Problem to solve. Retype word for word the lines of the data below, from the first to the one bearing "element is skipped.", with that one included.

Collected data:
PR #175, opened 2019-10-10
TOOLS-1954 Add --useArrayIndexFields flag

tfogo:
When `--useArrayIndexFields` is set, natural numbers in fields are interpreted as array indexes. For example:

```
a.0,a.1
1,2
```

would result in the document `{a: [1, 2]}`. Indexes must increase sequentially. For example, fields `a.1,a,0` would fail. Fields `a.0,a.2` would also fail since an element is skipped. 

A blank value for a field is inserted into the array as an empty string. E.g.

```
a.0,a.1
,2
```

Would result in the document: `{a: ["",2]}`.

If the first part of a key is a natural number, it is interpreted as a document key since the top level of a BSON document is (of course) a document. E.g.

```
0,1
1,2
```

would result in `{"0": 1, "1": 2}`.

Field names are incompatible if they imply different types of value at a certain key. E.g. the following would be incompatible:

- `a.0` (`a` is an array) and `a.a` (`a` is a document)
-  `a` (`a` is a value) and `a.0` (`a` is an array). Note, this case was already covered by field validation before this PR since `a` is incompatible with `a.x`.


tfogo:
I asked Seth about the flag name. I'll change it if he suggests something else.

mongoimport/common.go
```diff
@@ -414,13 +570,36 @@ func validateFields(fields []string) error {
 				return fmt.Errorf("fields cannot be identical: '%v' and '%v'", field, latterField)
 			}
 		}
+
+		if useArrayIndexFields {
```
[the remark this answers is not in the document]
xdg: I also wonder if this should move into the loop above after 571 (possibly factored out into a function), so that each field only checks fields after it.

mongoimport/mongoimport_test.go
```diff
@@ -1001,9 +1001,142 @@ func TestImportDocuments(t *testing.T) {
...
+				nil,
+			),
+		)
+		Convey("With --useArrayIndexFields: Array fields skipping an index should throw an error",
+			nestedFieldsTestHelper(
+				"_id,a.0,a.2\n1,2,3",
+				nil,
+			),
+		)
+		Convey("With --useArrayIndexFields: Array field should thorw an error if value has already been set as document",
```
xdg: typo

mongoimport/mongoimport_test.go
```diff
@@ -1001,9 +1001,142 @@ func TestImportDocuments(t *testing.T) {
...
+			nestedFieldsTestHelper(
+				"_id,a.a,a.0\n1,2,3",
+				nil,
+			),
+		)
+		Convey("With --useArrayIndexFields: Document field should thorw an error if value has already been set as array",
```
xdg: typo

mongoimport/common.go
```diff
@@ -402,6 +555,9 @@ func validateFields(fields []string) error {
 		// NOTE: since fields is sorted, this check ensures that no field
 		// is incompatible with another one that occurs further down the list.
 		// meant to prevent cases where we have fields like "a" and "a.c"
+
+		// TODO: Add a check here for incompatible fields:
+		// a.b and a.0
```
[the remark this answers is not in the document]
tfogo: Covered below, I'll remove the TODO

mongoimport/common.go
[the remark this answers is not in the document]
tfogo: Yes I think we could move it in. My original implementation had to check the whole array which is why it is where it is. 

The other method I considered was building a tree, where each node had a type associated with it. For each node that's added, you can check the types match for all ancestors.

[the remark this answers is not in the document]
tfogo: Also it looks like this validation is slightly broken. At the top level of a document "0" and "a" should be compatible but this throws an error. So I need to fix that.

tfogo:
I made some improvements to the field validation. It's now a bit more verbose but the time complexity is better. With --useArrayIndexFields, we only compare fields to two other fields during validation. So it's now O(n*m) where m is the average levels of nesting. Without --useArrayIndexFields, we now only compare to one other field, so it's now O(n).

I've also managed to push some more checks into the validation so we can find problems before we start to insert documents. Specifically I added checks for indexing not starting at 0 and for indexes being out of order.

I investigated the behaviour of `strconv.Atoi()` and added some more restrictions on `isNatNum()` as a result. Now key parts in the form of "00001" or "+15558675309" will no longer be interpreted as indexes. I think it's safe to assume key parts in this form aren't intended to be interpreted as indexes since they could be product IDs, phone numbers, etc.

mongoimport/common.go
```diff
@@ -533,13 +544,37 @@ func tokensToBSON(colSpecs []ColumnSpec, tokens []string, numProcessed uint64, i
...
+//
+//     (4). One field implies there is a value, another implies there is an array (e.g. a,a.0). This
+//          check is covered by the check for number 2.
+//     (5). One field implies that there is a document, another implies there is an array.
+//          (e.g. a.b,a.0 or a.b.c,a.0.c)
+//     (6). The indexes for an array don't start from 0 (e.g. a.1,a.2)
+//     (7). Array indexes are out of order (e.g. a.1,a.0 or a.0.b,a.1,a.0.c)
+//     (8). An array is missing an index (e.g. a.0,a.2)
+func validateFields(inputFields []string, useArrayIndexFields bool) error {
+	fields := make([]FieldInfo, len(inputFields), len(inputFields))
```
xdg: nit: you generally don't need the third argument unless you're doing something really specific with memory usage.

mongoimport/common.go
```diff
@@ -552,47 +587,168 @@ func validateFields(fields []string, useArrayIndexFields bool) error {
...
-						// Out of bounds of otherFieldParts
-						break
-					}
-					if otherFieldParts[i] != part {
-						if !(isNatNum(otherFieldParts[i]) == isNatNum(part)) {
-							return fmt.Errorf("fields '%v' and '%v' are incompatible", field, otherField)
-						}
-						break
-					}
+			var nextFieldInfo *FieldInfo
```
xdg: I don't think you need pointers for these: FieldInfo is a small, cheap structure to copy, as the slice is just a pointer-type anyway.  I think the code will be clearer, as it won't make the reader wonder why you're passing by reference and if something is actually depending on mutability.

mongoimport/common.go
```diff
@@ -552,47 +587,168 @@ func validateFields(fields []string, useArrayIndexFields bool) error {
...
+			var previousFieldInfo *FieldInfo
+			if index+1 < len(fields) {
+				nextFieldInfo = &fields[index+1]
+			}
+			if index != 0 {
+				previousFieldInfo = &fields[index-1]
+			}
+			// This checks cases (5), (6), (7), and (8). This is achieved by comparing each field against the
+			// next field and the previous field in the sorted list.
```
xdg: Is it really necessary to compare in both directions instead of just looking at all successive pairs?

tfogo: No, it isn't necessary. I got some tunnel vision on checking the previous value when trying to solve for cases 5 and 6. I've made some changes so now we only compare the next value.

xdg:
I've asked @pmeredit to also review as the prefix collision issue is similar to other things he's done and I'd like an extra pair of eyes.

mongoimport/common.go
```diff
@@ -399,28 +587,130 @@ func validateFields(fields []string) error {
...
+		}
+
+		if useArrayIndexFields {
+			var nextFieldInfo FieldInfo
+			if index+1 < len(fields) {
+				nextFieldInfo = fields[index+1]
+			}
+			// This checks cases (5), (6), (7), and (8). This is achieved by comparing each field against the
+			// next field in the sorted list.
+			err := validateFieldsUsingArrayIndexes(fieldInfo, nextFieldInfo, index, len(fields))
```
xdg: Maybe rename `validateFieldsForArrayIndexes` as a given field may or may not have them?

mongoimport/common.go
```diff
@@ -399,28 +587,130 @@ func validateFields(fields []string) error {
...
+			err = checkAgainstNextField(fieldInfo, nextFieldInfo, i)
+			if err != nil {
+				return err
 			}
-			// NOTE: this means we will not support imports that have fields like
-			// a, a - since this is invalid in MongoDB
-			if field == latterField {
-				return fmt.Errorf("fields cannot be identical: '%v' and '%v'", field, latterField)
+		}
+		if num, isNum := isNatNum(fieldParts[i]); isNum && fieldIndex == 0 && num != 0 {
```
xdg: I don't understand this clause.  The `fieldIndex` test indicates that it only applies to the very first field in the list of sorted fields?!

mongoimport/common.go
```diff
@@ -399,28 +587,130 @@ func validateFields(fields []string) error {
...
-		// NOTE: since fields is sorted, this check ensures that no field
-		// is incompatible with another one that occurs further down the list.
-		// meant to prevent cases where we have fields like "a" and "a.c"
-		for _, latterField := range fieldsCopy[index+1:] {
-			// NOTE: this means we will not support imports that have fields that
-			// include e.g. a, a.b
-			if strings.HasPrefix(latterField, field+".") {
-				return fmt.Errorf("fields '%v' and '%v' are incompatible", field, latterField)
+
+		if index+1 < len(fields) {
```
xdg: nit: I find it easier to read to have "(index) (test) (condition)" , in this case `index < len(fields) -1`

mongoimport/common.go
```diff
@@ -399,28 +587,130 @@ func validateFields(fields []string) error {
...
+		}
+		if num, isNum := isNatNum(fieldParts[i]); isNum && fieldIndex == 0 && num != 0 {
+			// Can't have non-zero index in very first value, this violates case (6).
+			return fmt.Errorf("Array indexes must start from 0. No index found before index '%v' in field '%v'", part, field)
+		}
+	}
+
+	// Second, if the next field has more parts than the current field, loop through
+	// the next field parts and make sure that if they are a number, they are 0.
+	if fieldIndex+1 < numFields {
```
xdg: ditto `fieldIndex < numFields-1` or `!isLastField`

xdg:
I was thinking more about the sort order issue and a comment Patrick made yesterday about doing this unordered with maps.  I think that might be a better approach -- not as memory efficient but I think the code will be easier to verify and I don't think memory is a constraint for the number of fields we'll see in typical usage.

I think Patrick's idea might be to mimic the document structure using `map[string]interface{}` and `[]interface{}` (Patrick, correct me if I'm wrong).  If there's a terminal node, make it `true` or something.  Then for each field, you can walk the shape, constructing it as you go if needed, until you can add the last element of the field as a new terminal node to the structure or until you encounter a conflict.  For array fields, you can look to see how the index compares to an array already there -- if the array doesn't exist, we must have index `0`, or if the array does exist, the index ought to be the next element.  That would require users to put fields in the right order, but alternatively we could relax that and expand the array as necessary, leaving sentinel values in the holes that might be replaced later as we process subsequent fields -- and then at the end we would walk the structure and verify that all arrays no longer have hole-sentinels. 

That avoids both the sort and the "nextField" logic, and does the job in a single pass over fields and a single recursive walk of the structure.

You might want to spike it out and see how it looks.  I bet it would come together quickly.

xdg:
Thinking more about it, that approach is actually almost exactly what you're doing to build up the document to insert -- the difference would be writing sentinel values into array holes.  Imagine filling an array hole with some new ErrMissingValue constant as you construct the document to insert, then just walk it at the end.  I'm not sure we want to actually do that because checking for duplicate values (a,a) would be expensive with bson.D and switching to bson.M would mean documents would have fields inserted in random orders instead of having the same shape -- but conceptually it's the same problem you've already solved.

tfogo:
It might be worth asking, do we even need to perform these validation checks before moving onto the insertion logic. The errors will be thrown when constructing the documents. In the best case scenario, an error will be thrown when building the first document, resulting in a failure and no changes in the DB. If `--ignoreBlanks` is set, then it's possible that many documents could be inserted before the first problem arises. This would be an awkward situation for the user to fix. But maybe it's an acceptable situation.

Either way, I'm happy to change the strategy to filling array holes. This would have the impact of allowing indexes to be out of order in the source: e.g. a.1,a.0

mongoimport/common.go
```diff
@@ -252,30 +260,183 @@ func removeBlankFields(document bson.D) (newDocument bson.D) {
...
+// of setNestedValue for more information.
+func setNestedArrayValue(fieldParts []string, value interface{}, array *bson.A) error {
+
+	// The first part of the field should be an index of an array
+	idx, err := strconv.Atoi(fieldParts[0])
+	if err != nil {
+		return fmt.Errorf("setNestedArrayValue expected an integer field, but instead received %s", fieldParts[0])
+	}
+
+	v := reflect.ValueOf(*array)
```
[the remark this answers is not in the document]
tfogo: I think maybe I was using reflection for something else and I never changed it back

mongoimport/common.go
```diff
@@ -380,13 +544,37 @@ func tokensToBSON(colSpecs []ColumnSpec, tokens []string, numProcessed uint64, i
...
+// are invalid, returns nil otherwise. Fields are invalid in the following cases:
+//
+//     (1). A field contains an invalid series of characters
+//     (2). Two fields are the same (e.g. a,a)
+//     (3). One field implies there is a value, another implies there is a document (e.g. a,a.b)
+//
+// In the case that --useArrayIndexFields is set, fields are also invalid in the following cases:
+//
+//     (4). One field implies there is a value, another implies there is an array (e.g. a,a.0). This
+//          check is covered by the check for number 2.
```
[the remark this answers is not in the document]
tfogo: Yes, you're right it should say number 3

mongoimport/common.go
tfogo: Yes, because `checkAgainstNextField()` actually checks case (6) (indexes must start with a zero) for the next field, not the current field. If we want to check for the current field, we need to look back at the previous field. This means the very first field doesn't get checked. That check occurs here.

mongoimport/common.go
```diff
@@ -380,13 +544,37 @@ func tokensToBSON(colSpecs []ColumnSpec, tokens []string, numProcessed uint64, i
...
+	fields := make([]FieldInfo, len(inputFields))
+	for i, f := range inputFields {
+		fields[i] = FieldInfo{i, f, strings.Split(f, ".")}
+	}
+
+	// By using the FieldInfo type, once fields are sorted alphabetically, we maintain the
+	// information about the original position of fields. This is used to check that array
+	// indexes aren't out of order. Sorting the list of fields means for each field we only
+	// have to compare it against two other fields at most to ensure validity of the whole set.
+	sort.Slice(fields, func(i, j int) bool { return fields[i].field < fields[j].field })
```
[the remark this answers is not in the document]
tfogo: Damn! That's really bad. Thanks for catching it.

xdg:
I think pre-validation is still worthwhile, because the duplicate key check will be "expensive" in bson.D -- though OTOH, we only need to do that check (and the array-holes checks) for the *first* document and then skip it after that as we've effectively validated the fields at that point -- so maybe we can do it as we insert rather than as a separate pass.  @pmeredit, what do you think?

I don't follow how the `ignoreBlanks` option matters -- whether there's a value or not, I think we can assume it to be a terminal node for the purpose of validation during first-document construction.  In the weird case that an entire column is blank and that would avoid a conflict if the field name conflicted, I think we can safely error because the existing field name validation would error.

tfogo:
>  though OTOH, we only need to do that check (and the array-holes checks) for the first document and then skip it after that as we've effectively validated the fields at that point -- so maybe we can do it as we insert rather than as a separate pass.

The checks already happen during constructing a document before inserting it. So `tokensToBSON` throws an error if there are any problems with incompatible fields... these cases are already caught by `setNestedValue`/`setNestedArrayValue`.

The issue there is that if `--ignoreBlanks` is true, some documents might get through `tokensToBSON` since we don't go through the logic of adding a field to a document if the value is blank.

e.g. in this case, the first two records will be inserted, and an error will only be thrown on the third record:

```
a.b,a.0
1,
2,
3,4
```

One possibility is to use `tokensToBSON` for a validation run before inserting documents. We create a list of tokens that is all 1s (for example) and pass that to `tokensToBSON` with the column spec. This is probably not as efficient as a purpose-written validation function, but I do like that we get to reuse the code.

xdg:
I think I lean towards a separate validation routine on the grounds that it will leave `tokensToBSON` uncluttered and thus easier to maintain.  Two focused routines that are easy to read and understand are more maintainable than one routine with a lot of internal branching.

mongoimport/common.go
```diff
@@ -380,13 +544,37 @@ func tokensToBSON(colSpecs []ColumnSpec, tokens []string, numProcessed uint64, i
...
+//
+//     (4). One field implies there is a value, another implies there is an array (e.g. a,a.0). This
+//          check is covered by the check for number 2.
+//     (5). One field implies that there is a document, another implies there is an array.
+//          (e.g. a.b,a.0 or a.b.c,a.0.c)
+//     (6). The indexes for an array don't start from 0 (e.g. a.1,a.2)
+//     (7). Array indexes are out of order (e.g. a.1,a.0 or a.0.b,a.1,a.0.c)
+//     (8). An array is missing an index (e.g. a.0,a.2)
+func validateFields(inputFields []string, useArrayIndexFields bool) error {
+	fields := make([]FieldInfo, len(inputFields))
```
pmeredit: As we discussed in the meeting, we're going to try an approach that builds a trie with embedded arrays (where necessary). It will be able to handle this linearly as long as we require that array indexes always be specified in order by the user.

tfogo:
I reimplemented validation by constructing a tree of fields. Also added a few more test cases. Let me know what you think.

By the way, we could get rid of the restriction that array indexes must be in order in the source file. We would have to sort all the tokens and colSpecs for every document when useArrayIndexFields is set. This would add some overhead for processing every document so do we think the increased flexibility is worth the overhead?

pmeredit:
> 
> 
> I was thinking more about the sort order issue and a comment Patrick made yesterday about doing this unordered with maps. I think that might be a better approach -- not as memory efficient but I think the code will be easier to verify and I don't think memory is a constraint for the number of fields we'll see in typical usage.
> 
> I think Patrick's idea might be to mimic the document structure using `map[string]interface{}` and `[]interface{}` (Patrick, correct me if I'm wrong). If there's a terminal node, make it `true` or something. Then for each field, you can walk the shape, constructing it as you go if needed, until you can add the last element of the field as a new terminal node to the structure or until you encounter a conflict. For array fields, you can look to see how the index compares to an array already there -- if the array doesn't exist, we must have index `0`, or if the array does exist, the index ought to be the next element. That would require users to put fields in the right order, but alternatively we could relax that and expand the array as necessary, leaving sentinel values in the holes that might be replaced later as we process subsequent fields -- and then at the end we would walk the structure and verify that all arrays no longer have hole-sentinels.
> 
> That avoids both the sort and the "nextField" logic, and does the job in a single pass over fields and a single recursive walk of the structure.
> 
> You might want to spike it out and see how it looks. I bet it would come together quickly.

Yes, exactly!

pmeredit:
> 
> 
> Thinking more about it, that approach is actually almost exactly what you're doing to build up the document to insert -- the difference would be writing sentinel values into array holes. Imagine filling an array hole with some new ErrMissingValue constant as you construct the document to insert, then just walk it at the end. I'm not sure we want to actually do that because checking for duplicate values (a,a) would be expensive with bson.D and switching to bson.M would mean documents would have fields inserted in random orders instead of having the same shape -- but conceptually it's the same problem you've already solved.

Yes, I was thinking the same thing actually, we could actually construct the first document while doing validation, but I think that's a little unnecessary as a micro-optimization :)

pmeredit:
> 
> 
> I reimplemented validation by constructing a tree of fields. Also added a few more test cases. Let me know what you think.
> 
> By the way, we could get rid of the restriction that array indexes must be in order in the source file. We would have to sort all the tokens and colSpecs for every document when useArrayIndexFields is set. This would add some overhead for processing every document so do we think the increased flexibility is worth the overhead?

I don't think the increased overhead or complexity of the code is worth it. I think in general, people should at least put their array indexes in order. It would be too easy for a user to accidentally miss an index if they specified them out of order, anyway.

mongoimport/common.go
```diff
@@ -399,28 +570,201 @@ func validateFields(fields []string) error {
...
+	}
+	return nil
+}
+
+// addFieldToTree is a recursive function that builds up a tree of fields. It is used to check
+// that fields are compatible with each other. When useArrayIndexFields is set, it is mutually recursive
+// with addFieldToArray(). It closely mimics the behaviour of setNestedDocumentValue(). See validateFields()
+// for more information on the validity checks that are made when constructing a tree of fields.
+func addFieldToTree(fieldParts []string, partIndex int, tree *map[string]interface{}, useArrayIndexFields bool) (err error) {
+	value, exists := (*tree)[fieldParts[partIndex]]
```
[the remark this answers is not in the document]
tfogo: Ah yeah, same with the slices. I'll update that.

tfogo:
I updated addFieldToTree and addFieldToArray so we pass maps and slices by value. I think it makes it a bit more readable. bson.A's underlying type is a slice. So we could do the same thing with `setNestedArrayValue`. But I thought it might be best to keep it as is to maintain the symmetry with `setNestedDocumentValue`.

mongoimport/common.go
```diff
@@ -399,28 +570,197 @@ func validateFields(fields []string) error {
...
+				"Array indexes in fields must start from 0 and increase sequentially",
+				strings.Join(fieldParts, "."),
+				strings.Join(fieldParts[:partIndex], "."),
+				(len(array) - 1))
+		}
+
+		array = append(array, true)
+		return array, nil
+	}
+
```
xdg: At this point, for a non-terminal node, we must check `idx <= len(array)` -- either it exists or it must be the next sequential index.  This checks for the case 'a.0.b, a.2.b'.

mongoimport/common.go
```diff
@@ -399,28 +570,197 @@ func validateFields(fields []string) error {
...
 		}
+		tree[fieldParts[0]] = subTree
 	}
-	return nil
+	return tree, nil
+
+}
+
+// addFieldToArray is used with addFieldToTree() to build a valid tree of fields.
+func addFieldToArray(fieldParts []string, partIndex int, array []interface{}) ([]interface{}, error) {
```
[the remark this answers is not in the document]
pmeredit: I'm partial to `headIndex`

mongoimport/common.go
```diff
@@ -399,28 +570,197 @@ func validateFields(fields []string) error {
...
+
+// addFieldToTree is a recursive function that builds up a tree of fields. It is used to check
+// that fields are compatible with each other. When useArrayIndexFields is set, it is mutually recursive
+// with addFieldToArray(). It closely mimics the behaviour of setNestedDocumentValue(). See validateFields()
+// for more information on the validity checks that are made when constructing a tree of fields.
+func addFieldToTree(fieldParts []string, partIndex int, tree map[string]interface{}, useArrayIndexFields bool) (map[string]interface{}, error) {
+	value, exists := tree[fieldParts[partIndex]]
+
+	if exists {
+		if len(fieldParts[partIndex:]) == 1 {
```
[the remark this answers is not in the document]
tfogo: Yep, you're correct. Great catch!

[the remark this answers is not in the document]
tfogo: Except I think the code should read like: "given that head is terminal: if value is terminal it's a dup, otherwise it's incompatible". Otherwise you miss the case that head is terminal and it is incompatible with a subtree/array that already exists in the tree.

mongoimport/common.go
```diff
@@ -399,28 +570,204 @@ func validateFields(fields []string) error {
...
+	fieldPrefix += "." + head
+
+	// The first part of the field should be an index of an array
+	headIndex, ok := isNatNum(head)
+	if !ok {
+		// We shouldn't ever get here
+		panic(fmt.Sprintf("addFieldToArray expected an integer field, but instead received %s", fieldParts[0]))
+	}
+
+	if len(fieldParts) == 1 {
```
xdg: `len(tail) == 0`

mongoimport/common.go
```diff
@@ -399,28 +570,204 @@ func validateFields(fields []string) error {
...
+		// We're at the terminus of a field so we have to check if we can append to the array
+		if headIndex == len(array) {
+			array = append(array, true)
+			return array, nil
+		}
+		return nil, indexError(fullField)
+	}
+
+	if headIndex > len(array) {
```
xdg: Suggest adding a brief comment  above explaining this case in English. (e.g. "headIndex must be an existing element or be adding an element at the end"?)

mongoimport/common.go
```diff
@@ -399,28 +570,204 @@ func validateFields(fields []string) error {
...
+		return nil, indexError(fullField)
+	}
+
+	if _, ok := isNatNum(tail[0]); ok {
```
xdg: Suggest adding a similar explanatory comment as discussed at line 624.

tfogo:
🎉Thanks for the help all!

Written response.
PR #175, opened 2019-10-10
TOOLS-1954 Add --useArrayIndexFields flag

tfogo:
When `--useArrayIndexFields` is set, natural numbers in fields are interpreted as array indexes. For example:

```
a.0,a.1
1,2
```

would result in the document `{a: [1, 2]}`. Indexes must increase sequentially. For example, fields `a.1,a,0` would fail. Fields `a.0,a.2` would also fail since an element is skipped. 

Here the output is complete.